__PROBLEM TO SOLVE__:
Keep every line in which "implementation" occurs and drop the rest of the data.

__PROVIDED RECORDS__:
==================================================
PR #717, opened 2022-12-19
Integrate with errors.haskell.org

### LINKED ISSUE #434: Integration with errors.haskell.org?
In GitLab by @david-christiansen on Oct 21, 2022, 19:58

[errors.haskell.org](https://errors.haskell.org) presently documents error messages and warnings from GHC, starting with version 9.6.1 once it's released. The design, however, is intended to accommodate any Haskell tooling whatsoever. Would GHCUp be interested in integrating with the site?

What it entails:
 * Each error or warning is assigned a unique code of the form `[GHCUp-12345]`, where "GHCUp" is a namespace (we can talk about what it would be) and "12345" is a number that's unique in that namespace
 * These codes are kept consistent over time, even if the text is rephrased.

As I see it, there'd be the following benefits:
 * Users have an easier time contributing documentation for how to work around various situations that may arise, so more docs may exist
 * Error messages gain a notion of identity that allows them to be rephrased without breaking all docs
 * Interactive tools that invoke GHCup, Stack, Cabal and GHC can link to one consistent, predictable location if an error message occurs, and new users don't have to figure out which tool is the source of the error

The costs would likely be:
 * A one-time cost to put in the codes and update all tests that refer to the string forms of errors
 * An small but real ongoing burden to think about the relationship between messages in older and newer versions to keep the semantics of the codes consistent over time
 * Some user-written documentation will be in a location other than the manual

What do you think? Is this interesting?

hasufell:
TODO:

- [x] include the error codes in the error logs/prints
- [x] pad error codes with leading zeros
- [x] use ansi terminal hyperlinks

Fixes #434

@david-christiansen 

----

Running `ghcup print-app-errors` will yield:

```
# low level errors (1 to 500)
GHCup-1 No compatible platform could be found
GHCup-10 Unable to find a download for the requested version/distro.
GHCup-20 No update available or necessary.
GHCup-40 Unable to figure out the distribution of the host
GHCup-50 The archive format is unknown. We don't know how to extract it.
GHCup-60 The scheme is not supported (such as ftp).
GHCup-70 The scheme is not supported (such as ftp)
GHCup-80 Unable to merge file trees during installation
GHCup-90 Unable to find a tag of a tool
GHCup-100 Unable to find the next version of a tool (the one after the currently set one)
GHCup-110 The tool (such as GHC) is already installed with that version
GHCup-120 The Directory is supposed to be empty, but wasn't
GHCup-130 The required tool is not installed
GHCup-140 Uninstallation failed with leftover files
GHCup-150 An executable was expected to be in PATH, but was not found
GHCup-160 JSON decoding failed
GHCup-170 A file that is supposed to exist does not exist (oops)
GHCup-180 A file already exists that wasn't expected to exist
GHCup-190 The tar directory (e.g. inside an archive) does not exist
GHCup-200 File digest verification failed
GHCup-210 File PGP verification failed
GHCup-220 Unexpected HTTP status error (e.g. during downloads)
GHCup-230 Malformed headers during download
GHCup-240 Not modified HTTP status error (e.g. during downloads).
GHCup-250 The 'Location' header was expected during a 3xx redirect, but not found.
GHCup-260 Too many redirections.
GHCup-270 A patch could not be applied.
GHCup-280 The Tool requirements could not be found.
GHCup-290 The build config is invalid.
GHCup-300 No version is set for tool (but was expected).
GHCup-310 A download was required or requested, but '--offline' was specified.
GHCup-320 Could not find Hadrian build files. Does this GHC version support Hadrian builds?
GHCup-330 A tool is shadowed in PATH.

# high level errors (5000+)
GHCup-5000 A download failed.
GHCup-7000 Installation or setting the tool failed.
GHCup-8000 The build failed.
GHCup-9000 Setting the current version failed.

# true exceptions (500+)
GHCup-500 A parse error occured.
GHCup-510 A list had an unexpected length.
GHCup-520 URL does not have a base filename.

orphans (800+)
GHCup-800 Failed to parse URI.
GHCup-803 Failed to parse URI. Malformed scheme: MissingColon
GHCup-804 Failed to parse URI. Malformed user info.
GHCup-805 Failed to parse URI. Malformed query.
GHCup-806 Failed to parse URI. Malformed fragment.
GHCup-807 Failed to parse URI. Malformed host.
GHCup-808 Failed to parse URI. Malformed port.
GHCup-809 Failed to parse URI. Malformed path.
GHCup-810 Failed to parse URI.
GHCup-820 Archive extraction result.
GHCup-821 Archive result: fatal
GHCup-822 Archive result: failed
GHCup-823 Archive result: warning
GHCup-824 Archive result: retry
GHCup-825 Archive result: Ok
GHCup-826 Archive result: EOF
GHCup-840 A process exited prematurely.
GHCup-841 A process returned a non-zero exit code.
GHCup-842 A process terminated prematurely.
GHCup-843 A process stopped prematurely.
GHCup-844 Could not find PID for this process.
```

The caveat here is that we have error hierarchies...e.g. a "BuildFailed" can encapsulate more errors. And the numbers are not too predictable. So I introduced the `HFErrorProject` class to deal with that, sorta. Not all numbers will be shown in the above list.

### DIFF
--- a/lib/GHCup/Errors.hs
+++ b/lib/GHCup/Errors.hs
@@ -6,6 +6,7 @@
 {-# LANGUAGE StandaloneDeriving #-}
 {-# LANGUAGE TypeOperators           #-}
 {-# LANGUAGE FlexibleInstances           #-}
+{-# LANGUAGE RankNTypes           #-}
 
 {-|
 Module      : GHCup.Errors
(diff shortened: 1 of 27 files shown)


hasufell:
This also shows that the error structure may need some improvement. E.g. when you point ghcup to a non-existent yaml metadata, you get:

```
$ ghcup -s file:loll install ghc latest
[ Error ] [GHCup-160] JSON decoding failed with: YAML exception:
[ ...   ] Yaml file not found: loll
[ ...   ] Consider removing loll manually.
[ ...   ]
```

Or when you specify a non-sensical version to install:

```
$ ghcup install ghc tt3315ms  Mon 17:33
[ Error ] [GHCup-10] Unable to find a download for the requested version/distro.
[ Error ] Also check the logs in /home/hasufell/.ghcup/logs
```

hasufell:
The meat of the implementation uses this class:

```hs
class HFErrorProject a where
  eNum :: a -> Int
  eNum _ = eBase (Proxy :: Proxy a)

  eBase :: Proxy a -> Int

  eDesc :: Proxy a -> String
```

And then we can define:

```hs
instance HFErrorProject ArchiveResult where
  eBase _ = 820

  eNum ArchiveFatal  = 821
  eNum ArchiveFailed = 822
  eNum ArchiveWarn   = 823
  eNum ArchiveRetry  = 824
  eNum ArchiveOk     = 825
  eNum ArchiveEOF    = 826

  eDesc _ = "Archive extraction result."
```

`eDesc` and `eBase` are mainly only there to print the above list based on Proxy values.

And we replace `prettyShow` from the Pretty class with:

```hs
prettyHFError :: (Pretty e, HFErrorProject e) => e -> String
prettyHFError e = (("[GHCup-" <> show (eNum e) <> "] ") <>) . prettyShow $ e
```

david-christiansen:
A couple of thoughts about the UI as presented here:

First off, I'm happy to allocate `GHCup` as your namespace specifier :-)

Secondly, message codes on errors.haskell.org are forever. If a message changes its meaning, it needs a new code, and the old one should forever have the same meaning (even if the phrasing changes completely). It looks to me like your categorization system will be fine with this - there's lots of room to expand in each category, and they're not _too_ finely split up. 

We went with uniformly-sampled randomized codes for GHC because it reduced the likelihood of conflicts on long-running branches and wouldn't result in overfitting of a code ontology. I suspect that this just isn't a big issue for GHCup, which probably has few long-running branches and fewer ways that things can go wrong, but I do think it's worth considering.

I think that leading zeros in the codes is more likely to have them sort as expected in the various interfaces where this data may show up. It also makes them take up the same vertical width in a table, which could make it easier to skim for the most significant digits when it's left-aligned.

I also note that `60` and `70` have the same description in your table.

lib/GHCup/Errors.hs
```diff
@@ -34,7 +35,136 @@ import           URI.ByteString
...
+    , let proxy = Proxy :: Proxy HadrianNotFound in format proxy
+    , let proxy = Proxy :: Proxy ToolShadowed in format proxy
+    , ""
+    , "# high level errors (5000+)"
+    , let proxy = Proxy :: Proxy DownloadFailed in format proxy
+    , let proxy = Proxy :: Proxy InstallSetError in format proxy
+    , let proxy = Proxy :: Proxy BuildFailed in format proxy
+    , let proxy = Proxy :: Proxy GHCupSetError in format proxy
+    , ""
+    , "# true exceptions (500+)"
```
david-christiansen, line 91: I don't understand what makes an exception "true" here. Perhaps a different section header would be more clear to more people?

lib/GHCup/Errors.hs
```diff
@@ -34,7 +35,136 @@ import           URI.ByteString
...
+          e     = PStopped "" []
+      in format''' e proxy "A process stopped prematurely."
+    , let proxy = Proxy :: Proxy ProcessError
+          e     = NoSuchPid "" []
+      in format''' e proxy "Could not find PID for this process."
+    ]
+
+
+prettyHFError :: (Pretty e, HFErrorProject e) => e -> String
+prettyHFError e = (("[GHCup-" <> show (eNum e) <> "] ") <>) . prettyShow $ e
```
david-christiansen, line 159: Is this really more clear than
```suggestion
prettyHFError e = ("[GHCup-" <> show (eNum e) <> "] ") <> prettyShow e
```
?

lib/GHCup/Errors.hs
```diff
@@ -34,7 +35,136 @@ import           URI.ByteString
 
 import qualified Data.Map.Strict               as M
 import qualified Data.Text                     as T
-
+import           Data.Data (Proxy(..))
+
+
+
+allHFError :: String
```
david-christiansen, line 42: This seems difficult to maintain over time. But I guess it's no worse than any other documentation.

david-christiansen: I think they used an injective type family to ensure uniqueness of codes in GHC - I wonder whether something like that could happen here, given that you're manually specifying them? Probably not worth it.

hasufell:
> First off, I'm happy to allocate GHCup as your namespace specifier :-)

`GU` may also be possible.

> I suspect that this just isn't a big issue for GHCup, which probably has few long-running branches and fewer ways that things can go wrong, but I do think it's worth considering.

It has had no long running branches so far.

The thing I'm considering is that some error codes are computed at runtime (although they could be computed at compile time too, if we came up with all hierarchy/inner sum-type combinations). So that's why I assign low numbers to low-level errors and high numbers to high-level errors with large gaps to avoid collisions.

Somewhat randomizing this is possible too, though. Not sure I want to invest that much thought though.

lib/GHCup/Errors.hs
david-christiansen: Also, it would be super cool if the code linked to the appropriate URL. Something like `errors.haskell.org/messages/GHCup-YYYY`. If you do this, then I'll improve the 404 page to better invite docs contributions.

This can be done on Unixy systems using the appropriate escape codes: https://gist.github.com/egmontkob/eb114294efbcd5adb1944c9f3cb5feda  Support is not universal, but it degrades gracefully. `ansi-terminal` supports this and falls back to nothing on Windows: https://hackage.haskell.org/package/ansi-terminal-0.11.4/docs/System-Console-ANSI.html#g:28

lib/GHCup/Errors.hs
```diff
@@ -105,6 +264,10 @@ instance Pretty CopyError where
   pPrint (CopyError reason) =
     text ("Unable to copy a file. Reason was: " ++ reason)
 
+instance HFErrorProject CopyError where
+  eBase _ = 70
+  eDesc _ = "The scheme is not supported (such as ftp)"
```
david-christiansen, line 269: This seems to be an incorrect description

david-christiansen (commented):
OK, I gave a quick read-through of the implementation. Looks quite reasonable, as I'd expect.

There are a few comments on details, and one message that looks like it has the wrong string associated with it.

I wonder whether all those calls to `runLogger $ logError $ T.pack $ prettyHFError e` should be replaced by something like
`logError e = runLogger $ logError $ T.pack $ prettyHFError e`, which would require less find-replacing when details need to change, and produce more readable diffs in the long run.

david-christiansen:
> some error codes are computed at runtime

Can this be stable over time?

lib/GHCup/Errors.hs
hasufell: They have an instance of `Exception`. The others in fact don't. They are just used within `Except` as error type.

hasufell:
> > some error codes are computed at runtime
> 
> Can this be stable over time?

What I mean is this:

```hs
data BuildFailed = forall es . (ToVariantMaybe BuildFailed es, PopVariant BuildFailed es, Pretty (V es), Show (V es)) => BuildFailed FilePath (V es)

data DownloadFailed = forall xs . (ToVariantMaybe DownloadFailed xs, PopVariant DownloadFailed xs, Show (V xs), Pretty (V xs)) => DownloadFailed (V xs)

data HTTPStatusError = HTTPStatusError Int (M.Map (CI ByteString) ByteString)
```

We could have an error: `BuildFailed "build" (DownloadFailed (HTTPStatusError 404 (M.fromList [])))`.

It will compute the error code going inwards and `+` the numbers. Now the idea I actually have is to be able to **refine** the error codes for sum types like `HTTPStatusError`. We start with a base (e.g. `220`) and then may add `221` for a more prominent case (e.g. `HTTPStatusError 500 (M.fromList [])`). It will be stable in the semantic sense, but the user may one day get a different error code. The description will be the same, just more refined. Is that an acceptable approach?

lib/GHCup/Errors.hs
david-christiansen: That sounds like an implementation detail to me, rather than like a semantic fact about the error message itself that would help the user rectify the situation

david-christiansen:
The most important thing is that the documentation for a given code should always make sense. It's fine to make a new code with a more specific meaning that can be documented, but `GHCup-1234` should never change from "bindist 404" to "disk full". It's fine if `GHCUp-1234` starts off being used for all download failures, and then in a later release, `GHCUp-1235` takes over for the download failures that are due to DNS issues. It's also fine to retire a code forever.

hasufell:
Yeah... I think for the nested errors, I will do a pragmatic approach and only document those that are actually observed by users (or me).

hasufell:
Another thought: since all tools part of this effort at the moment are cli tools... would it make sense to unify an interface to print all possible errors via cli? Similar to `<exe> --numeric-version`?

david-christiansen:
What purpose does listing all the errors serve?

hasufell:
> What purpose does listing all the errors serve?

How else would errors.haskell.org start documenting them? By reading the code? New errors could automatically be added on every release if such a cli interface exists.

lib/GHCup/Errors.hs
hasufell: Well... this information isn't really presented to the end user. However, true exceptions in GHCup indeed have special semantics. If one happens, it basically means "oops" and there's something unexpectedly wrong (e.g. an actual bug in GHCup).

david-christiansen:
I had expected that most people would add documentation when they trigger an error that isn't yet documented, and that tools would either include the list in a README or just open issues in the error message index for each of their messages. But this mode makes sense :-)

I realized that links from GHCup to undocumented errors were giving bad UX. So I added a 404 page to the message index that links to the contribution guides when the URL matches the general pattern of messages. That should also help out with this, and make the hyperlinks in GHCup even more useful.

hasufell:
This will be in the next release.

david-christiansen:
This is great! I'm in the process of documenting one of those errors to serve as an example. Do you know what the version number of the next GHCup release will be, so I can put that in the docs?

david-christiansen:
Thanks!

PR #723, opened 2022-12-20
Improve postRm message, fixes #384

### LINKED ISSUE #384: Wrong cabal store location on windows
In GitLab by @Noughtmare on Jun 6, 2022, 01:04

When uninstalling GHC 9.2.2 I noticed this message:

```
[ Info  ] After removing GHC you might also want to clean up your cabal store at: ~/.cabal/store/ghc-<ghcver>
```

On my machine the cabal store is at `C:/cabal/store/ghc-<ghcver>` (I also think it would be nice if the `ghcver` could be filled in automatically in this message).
==================================================
__WRITTEN ANSWER__:
The meat of the implementation uses this class:
OK, I gave a quick read-through of the implementation. Looks quite reasonable, as I'd expect.
david-christiansen: That sounds like an implementation detail to me, rather than like a semantic fact about the error message itself that would help the user rectify the situation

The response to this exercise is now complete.